WHAT IS EXPECTED:
Go through the entries below and pick out every line with "string".

(Data extracted from a collection)
PR #214, opened 2021-03-04
0.7 bug fix path normalisation

NkxxkN:


lib/ts/normalisedURLPath.ts
```diff
@@ -84,7 +83,7 @@ export function normaliseURLPathOrThrowError(input: string): string {
 
 function domainGiven(input: string): boolean {
     // If no dot, return false.
-    if (input.indexOf(".") === -1) {
+    if (input.indexOf(".") === -1 || input.startsWith("/")) {
```
NkxxkN, line 86: our first idea with `input.split("/").filter(...)` was not working because of https://github.com/supertokens/supertokens-auth-react/pull/214/files#diff-8553be74947a88082b1e6e718d428c241c1b3a62c13fab63245a8c1a6b2cb541R91

NkxxkN: Checking for `/` as the first character is actually way enough.

rishabhpoddar: But what if the user gives the path as ".netlify/somethingelse/"

NkxxkN: it clashes with `.example` which we expect to be `.example` (for session and cookies).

YOUR SOLUTION:
@@ -84,7 +83,7 @@ export function normaliseURLPathOrThrowError(input: string): string {
 function domainGiven(input: string): boolean {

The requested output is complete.